The statement is this: If $X,Y$ are closed subspaces of $Z$ and if $X\cap Y$ is a strong deformation retract of $Y$, then $X$ is a strong deformation retract of $X\cup Y$

Now, paraphrasing my proof goes like this;
Assume that $X,Y$ are closed etc, since $Y$ is SDR of $X\cap Y$ there exists a homotopy $H$ which takes $Y$ to $X\cap Y$. Using this, define $G$ to be the identity on $X$ and $H$ on $Y-X$. This function should be continuous since Id is continuous, $H$ is continuous and $H$ and Id agree on the boundary of $X$, so this $G$ is a SDR from $X\cup Y$ to $X$.

Now unless I'm missing something here (I probably am) where did the requirement that these sets be closed come in?

Answer 1

Here is a general gluing rule for continuous functions.

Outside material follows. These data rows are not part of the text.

PR #2457, opened 2026-04-14
Add NOC hang check to init_tt_device

aleksamarkovicTT:
### Issue
#2388 

### Description
Adds a NOC hang check and PCIe hang check in `init_tt_device()`. The function will throw if the currently selected NOC is hung or the PCIe interface to the device is hung. A `NocHangError` can be caught to signify the user should use a different NOC.

### List of the changes
- Added checking for NOC hangs in `init_tt_device()`.
- Removed `TTDeviceInitResult`. `init_tt_device()` returns void or throws errors.
- Introduced new error types `NocHangError`, `PCIeHangError` and `ArcStartupError`.
- Utility function `noc_to_str()`.

### Testing
CI, manual testing.

### API Changes
This PR has API changes.

### DIFF
--- a/device/api/umd/device/types/noc_id.hpp
+++ b/device/api/umd/device/types/noc_id.hpp
@@ -5,11 +5,23 @@
 #pragma once
 
 #include <cstdint>
+#include <string>
 
 namespace tt::umd {
 
 // NOC Identifiers that can be selected when communicating with the device.
 enum class NocId : uint8_t { DEFAULT_NOC = 0, NOC0 = 0, NOC1 = 1, SYSTEM_NOC = 2 };
+
+std::string noc_to_str(NocId noc_id) noexcept {
+    switch (noc_id) {
+        case NocId::NOC0:
+            return "NOC0";
+        case NocId::NOC1:
+            return "NOC1";
+        case NocId::SYSTEM_NOC:
+            return "System NOC";
+    }
+}
 
 // Set the NocId for the current thread.
 // All subsequent device communications from this thread will use the selected NocId.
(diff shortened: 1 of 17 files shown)


nbuncicTT (approved):

device/api/umd/device/types/noc_id.hpp
```diff
@@ -5,12 +5,25 @@
...
 
 #include <cstdint>
+#include <string>
 
 namespace tt::umd {
 
 // NOC Identifiers that can be selected when communicating with the device.
 enum class NocId : uint8_t { DEFAULT_NOC = 0, NOC0 = 0, NOC1 = 1, SYSTEM_NOC = 2 };
 
+inline std::string noc_to_str(NocId noc_id) noexcept {
```
nbuncicTT, line 15: Add a comment here that this is temporary because soon we will have "stateless NOC API" which won't have state and that's why it's okay to omit the `DEFAULT_NOC` from the print.

device/api/umd/device/utils/error.hpp
```diff
@@ -4,11 +4,24 @@
...
+#include "umd/device/tt_device/tt_device.hpp"
+#include "umd/device/types/arch.hpp"
+#include "umd/device/types/cluster_descriptor_types.hpp"
+#include "umd/device/types/communication_protocol.hpp"
+#include "umd/device/types/noc_id.hpp"
+#include "umd/device/types/xy_pair.hpp"
 #include "umd/device/utils/error_detail.hpp"
 
+namespace tt::umd {
+class TTDevice;
```
nbuncicTT, line 21: Do you need both the header file and the forward declaration?

aleksamarkovicTT: Keeping the forward decl.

Let $X, Y$ be topological spaces and $f : X → Y$ a function. Let $X = A ∪ B$ where $A \setminus B ⊆ \text{Int } A$, $B \setminus A ⊆ \text{Int } B$. If $f | A$, $f | B$ are continuous, then $f$ is continuous.

I leave you to see the use of this for the result you are asking about.

Answer 2

You need the sets to be closed to conclude that $H$ is continuous. For example the function $f:\mathbb Q\rightarrow \mathbb R$ given by $f(x)=1$ and the function $g:(\mathbb R\setminus\mathbb Q)\rightarrow \mathbb R$ given by $g(x)=-1$ are continuous but $f\cup g$ is not. That is not possible if the domain of $f$ and $g$ were closed subsets.